> _HOW TO COMPLETE THIS TASK_: Nothing in the data should be altered when it is repeated in full.

> _INPUT RECORDS_:
PR #1033, opened 2023-02-28
Implement backspace soft override

planarvoid:
### Fix
In this PR I'm adding an option to override the backspace on the soft keyboard. This is useful if you want to show a dialog instead of deleting a certain item (like an image). 

In order to test it you have to:
- Create a placeholder manager instance and register it with Aztec
- Create ImageWithCaptionsAdapter and register it with the placeholder manager
- Change the `EXAMPLE` string to something like this: 
```
        private val EXAMPLE = """
            <p>Line</p>
            <placeholder type="image_with_caption" src="https://file-examples.com/storage/fe1aa0c9d563ea1e4a1fd34/2017/10/file_example_JPG_100kB.jpg" caption="test"
            <p>LIne</p>
        """.trimIndent()
```
- Register the placeholder backspace listener with the aztec like this: 
```
.addBeforeBackSpaceListener(PlaceholderBackspaceListener(visualEditor) {
    true
})
```

### Test 1
1. Do the initial steps
2. Click right behind the placeholder image 
3. Click on "Backspace"
4. Notice the image is not deleted

### Test 2
1. Do the initial steps
2. Click at the beginning of the next line behind the image 
3. Click on "Backspace"
4. Notice the image is not deleted

### Test 3
1. Do the initial steps
2. Click anywhere that's not right behind the image
3. Try backspace
4. Notice the text is deleted as expected

### Review
@khaykov 

### DIFF
--- a/aztec/src/main/kotlin/org/wordpress/aztec/Aztec.kt
+++ b/aztec/src/main/kotlin/org/wordpress/aztec/Aztec.kt
@@ -36,6 +36,12 @@ open class Aztec private constructor(
             onMediaDeletedListeners.forEach { it.beforeMediaDeleted(attrs) }
         }
     }
+    private var beforeBackSpaceListeners: MutableList<AztecText.BeforeBackSpaceListener> = mutableListOf()
+    private val beforeBackSpaceListener = object : AztecText.BeforeBackSpaceListener {
+        override fun shouldOverrideBackSpace(position: Int): Boolean {
+            return beforeBackSpaceListeners.any { it.shouldOverrideBackSpace(position) }
+        }
+    }
     private var onVideoInfoRequestedListener: AztecText.OnVideoInfoRequestedListener? = null
     private var onLinkTappedListener: AztecText.OnLinkTappedListener? = null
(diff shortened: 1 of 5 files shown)


khaykov (commented):
I tested with various keyboards, it works well with Gboard and SwiftKey, only one small quirk - if you remove the text around the image, you will be able to remove the placeholder by tapping backspace a couple of times:

https://user-images.githubusercontent.com/728822/222190952-2b6068f8-cab7-42b2-a41c-78a406688448.mp4

It does not work with Samsung and Grammarly keyboards. I can remove the placeholder as normal. And I assume we might see issues with other keyboards. From my experience some keyboards might be using input connection no in the way it was intended.

planarvoid:
Thanks for testing @khaykov ! I think both of these are kind of ok. If the user taps a lot of times, I think it's fine to just let it pass. We'll also show a dialog in the DO app so I think this will not happen IRL. This is a nice-to-have feature so I think it's also OK if it doesn't work on some devices

khaykov:
Got it 👍 Then it's :shipit:

khaykov (approved):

> _ANSWER BOX_:
PR #1033, opened 2023-02-28
Implement backspace soft override

planarvoid:
### Fix
In this PR I'm adding an option to override the backspace on the soft keyboard. This is useful if you want to show a dialog instead of deleting a certain item (like an image). 

In order to test it you have to:
- Create a placeholder manager instance and register it with Aztec
- Create ImageWithCaptionsAdapter and register it with the placeholder manager
- Change the `EXAMPLE` string to something like this: 
```
        private val EXAMPLE = """
            <p>Line</p>
            <placeholder type="image_with_caption" src="https://file-examples.com/storage/fe1aa0c9d563ea1e4a1fd34/2017/10/file_example_JPG_100kB.jpg" caption="test"
            <p>LIne</p>
        """.trimIndent()
```
- Register the placeholder backspace listener with the aztec like this: 
```
.addBeforeBackSpaceListener(PlaceholderBackspaceListener(visualEditor) {
    true
})
```

### Test 1
1. Do the initial steps
2. Click right behind the placeholder image 
3. Click on "Backspace"
4. Notice the image is not deleted

### Test 2
1. Do the initial steps
2. Click at the beginning of the next line behind the image 
3. Click on "Backspace"
4. Notice the image is not deleted

### Test 3
1. Do the initial steps
2. Click anywhere that's not right behind the image
3. Try backspace
4. Notice the text is deleted as expected

### Review
@khaykov 

### DIFF
--- a/aztec/src/main/kotlin/org/wordpress/aztec/Aztec.kt
+++ b/aztec/src/main/kotlin/org/wordpress/aztec/Aztec.kt
@@ -36,6 +36,12 @@ open class Aztec private constructor(
             onMediaDeletedListeners.forEach { it.beforeMediaDeleted(attrs) }
         }
     }
+    private var beforeBackSpaceListeners: MutableList<AztecText.BeforeBackSpaceListener> = mutableListOf()
+    private val beforeBackSpaceListener = object : AztecText.BeforeBackSpaceListener {
+        override fun shouldOverrideBackSpace(position: Int): Boolean {
+            return beforeBackSpaceListeners.any { it.shouldOverrideBackSpace(position) }
+        }
+    }
     private var onVideoInfoRequestedListener: AztecText.OnVideoInfoRequestedListener? = null
     private var onLinkTappedListener: AztecText.OnLinkTappedListener? = null
(diff shortened: 1 of 5 files shown)


khaykov (commented):
I tested with various keyboards, it works well with Gboard and SwiftKey, only one small quirk - if you remove the text around the image, you will be able to remove the placeholder by tapping backspace a couple of times:

https://user-images.githubusercontent.com/728822/222190952-2b6068f8-cab7-42b2-a41c-78a406688448.mp4

It does not work with Samsung and Grammarly keyboards. I can remove the placeholder as normal. And I assume we might see issues with other keyboards. From my experience some keyboards might be using input connection no in the way it was intended.

planarvoid:
Thanks for testing @khaykov ! I think both of these are kind of ok. If the user taps a lot of times, I think it's fine to just let it pass. We'll also show a dialog in the DO app so I think this will not happen IRL. This is a nice-to-have feature so I think it's also OK if it doesn't work on some devices

khaykov:
Got it 👍 Then it's :shipit:

khaykov (approved):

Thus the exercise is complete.